As evidenced above, listening to Frédéric Malle speak on the subject of fragrance is to hear a true artist delving into their work. He is able to bring us inside the process of working with his expert noses on composing his creative scents, revealing the romantic way concept meets science. In the case of Cologne Indélébile, it took Malle and Dominique Ropion two years to perfect the paradox they sought to capture: seductive and innocent at the same time. Below, Malle shares further insight into this exciting new cologne.
“Cologne Indélébile is a very difficult scent to describe.

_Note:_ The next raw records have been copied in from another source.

PR #3203, opened 2019-09-04
[core] BigDecimalUtils with rounding to step size

walec51:
functionality suggested by @makarid  in https://github.com/knowm/XChange/pull/3201

### DIFF
--- a/xchange-core/src/main/java/org/knowm/xchange/utils/Assert.java
+++ b/xchange-core/src/main/java/org/knowm/xchange/utils/Assert.java
@@ -64,4 +64,8 @@ public abstract class Assert {
       throw new IllegalArgumentException(message);
     }
   }
+
+  static void ass(boolean b) {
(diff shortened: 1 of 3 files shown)


makarid:
Thanks @walec51

walec51:
if this is ok with you then I'll merge

I'll also use it in my OrderValuesAdjuster for order amounts (I plan to contribute it next week)

makarid:
Yeah it is ok. I will add it to Bitmex placeOrder and Itbit placeOrder method also when you merge

walec51:
@makarid I don't think that rounding the orders limit price / amount in placeOrder is a good idea.

You should handle this when building the order by either:
a) validating the input data in accordance to CurrencyPairMetaData
b) adjust the values then constructing an order
I'll submit a PR with a helper class for that today.

walec51:
@makarid this helper will solve your problem at the proper stage - while building the order, not when placing it: https://github.com/knowm/XChange/pull/3204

It can be done in two different ways. In one way, it comes across as a regular haute-cologne, except that it’s done with better ingredients than most: lemon, bergamot, neroli, and all that. But then, it develops into something a bit different. It seems there’s almost a magnet in the back—something soothing and attractive. It says ‘I am clean’ but also ‘I am incredibly sexy.’ The perk is that it is very, very long-lasting. The other way to describe this fragrance is upside down—to see it as a very, very clean musk with a cologne top to it. There’s more than what meets the eye.”

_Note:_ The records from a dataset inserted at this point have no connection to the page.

PR #3204, opened 2019-09-06
[core] new OrderValuesHelper to validate and / or adjust order values

walec51:
new OrderValuesHelper to validate and / or adjust order values based on CurrencyPairMetaData

it also introduces a new style (behavioral) of writing tests in OrderValuesHelperTest - tell me if you like it


makarid:
Nice PR @walec51. Thanks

“I wanted to take advantage of the double nature of musk.
Musk has been used in detergents, skin care, and everything that has to do with being clean and pure. The public associates these smells with purity and cleanliness, which translates to innocence. But the real nature of musk and the animalic musk that this was inspired by is as close to an aphrodisiac as a fragrance can be. You have products that are incredibly sexual, which are now seen as incredibly clean. That was the idea for the fragrance—creating the perfect double agent. It’s sort of like in Nabokov’s Lolita. We exaggerated the innocent side by adding this cologne accord on top of musk.”
“It all started with very geeky conversation between myself and Dominique Ropion.
I’ve been working with him for 25 years, and we were chatting about the double nature of musk and how interesting it was. It took half an hour to come up with the main characteristic of this fragrance, and many people would have been happy with what we came up with. But, we have become complete megalomaniacs trying to make things that will be classic and worn for 20 years! We tried to really keep the innocence and attraction of that first sketch and perfect it, which took two years in the end!”
“We have a very curatorial approach to perfume.
We work with different authors, so think of us a bit like a gallery that shows very different types of artists. I studied art history at school. I grew up liking Jackson Pollack as much as I liked van Dyck, and you grow to understand that in every art—including fragrance—technique and energy is what really makes a classic. We don’t have a line or taste that we follow. Instead, one can find a bit of everything in our collection. Having said that, the common elements to all fragrances we publish is that they’re quite sexy. I mean, that’s the name of the game! Whether it’s shouting ‘I’m clean and fresh”, or more lavish like Portrait of a Lady. We have very pared down formulas, and even though they can feel very big, they are actually very simple.”